* [Task to carry out]
Go through the data below line by line. Give only the number of lines that contain "rust".

____ Records supplied

PR #1574, opened 2021-01-15
compiler: saturate float-to-int conversions

### LINKED ISSUE #276: Float to integer conversion may result in undefined behavior
The Go spec says this about conversions:

> In all non-constant conversions involving floating-point or complex values, if the result type cannot represent the value the conversion succeeds but the result value is implementation-dependent.

In other words, all conversions (including float-to-integer) must be implementation defined and not undefined. At the moment, we use LLVM [`fptui`](https://llvm.org/docs/LangRef.html#fptoui-to-instruction) and [`fptosi`](https://llvm.org/docs/LangRef.html#fptosi-to-instruction) instructions, which have this to say on the matter:

> The ‘`fptoui`’ instruction converts its floating-point operand into the nearest (rounding towards zero) unsigned integer value. If the value cannot fit in ty2, the result is a poison value.

> The ‘`fptosi`’ instruction converts its floating-point operand into the nearest (rounding towards zero) signed integer value. If the value cannot fit in ty2, the result is a poison value.

This basically means that floating point values that cannot be represented as integers (Infinity, NaN, negative numbers in unsigned integers) will produce an arbitrary value that if used may invoke undefined behavior.

This should be fixed. It is probably easiest to wait until https://reviews.llvm.org/D54749 is merged to avoid bloating the code too much.

Similar issue in Rust: https://github.com/rust-lang/rust/issues/10184

niaow:
This works around some UB in LLVM, where an out-of-bounds conversion would produce a poison value.
The selected behavior is saturating, except that NaN is mapped to the minimum value.

Fixes #276


aykevl:
The code itself looks reasonable, although I haven't studied it in depth.

Can you maybe add a few more test cases? I'm a little bit nervous around edge cases with floats, so for example I think it would be a good idea to test the values around the edges. You can look here for some examples: https://github.com/rust-lang/rust/blob/19e63bd50eb756e35416d7a8f01e2d63f419b373/src/test/run-pass/saturating-float-casts.rs

aykevl:
Also, I'm not sure whether this was intentional but the behavior in this PR differs slightly from the LLVM builtin, which we'll probably want to use eventually: https://reviews.llvm.org/D54749. The builtin converts NaN to 0 instead of the minimal integer value. Using the same behavior would help with testing when we can use that builtin instead.

niaow:
> The builtin converts NaN to 0 instead of the minimal integer value.

Yeah, this was something I noticed. I had omitted the extra step to do this for signed integers as it seemed to be a bit of extra complexity for now, but I can add it in.

aykevl:
I'm fine with it as it is. It just might need changing in the future.
The rationale for `NaN` to 0 conversion according to Rust is the following ([source](https://internals.rust-lang.org/t/help-us-benchmark-saturating-float-casts/6231)):

> * Matches the behaviour of ARM’s `vcvt` instruction, making this have no overhead there.
> * Should optimize reasonably well on other platforms.

I don't know whether softfloat implementations have the same behavior and whether LLVM optimizes this pattern, but at least in theory this pattern is cheap/free on ARM.

deadprogram:
Thank you @niaow for the contribution and @aykevl for the review. Now merging.

niaow:
This was. . . not ready to be merged

I guess I will open a new PR to actually finish this.

deadprogram:
Oops, my bad. I misinterpreted the comments.

PR #2102, opened 2021-09-08
cgo: don't normalize CGo tests anymore

aykevl:
Normalization was required because previously we supported Go 1.13 and Go 1.14 at the same time. Now we've dropped support for both so this normalization is not necessary anymore.

CGo support remains the same. It's just the test outputs that aren't normalized anymore.

(This is just to remove some cruft to keep the code base clean)


deadprogram:
Thanks for the cleanup here @aykevl now merging.

PR #2103, opened 2021-09-08
targets: add DefaultUART to adafruit boards

sago35:
Added the required configuration to #1880 for the adafruit board.

The following boards, which have not been changed in this PR, are already configured.

* feather-nrf52840-sense
* feather-nrf52840
* feather-rp2040
* feather-stm32f405

The recently added mdbt50qrx-uf2 does not have a port and does not need to be configured.

### DIFF
--- a/src/machine/board_circuitplay_bluefruit.go
+++ b/src/machine/board_circuitplay_bluefruit.go
@@ -83,3 +83,7 @@ var (
 	usb_VID uint16 = 0x239A
 	usb_PID uint16 = 0x8045
 )
+
+var (
+	DefaultUART = UART0
+)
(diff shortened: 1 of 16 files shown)


sago35:
The case with tags is failing.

________

* [Answer for the task]
3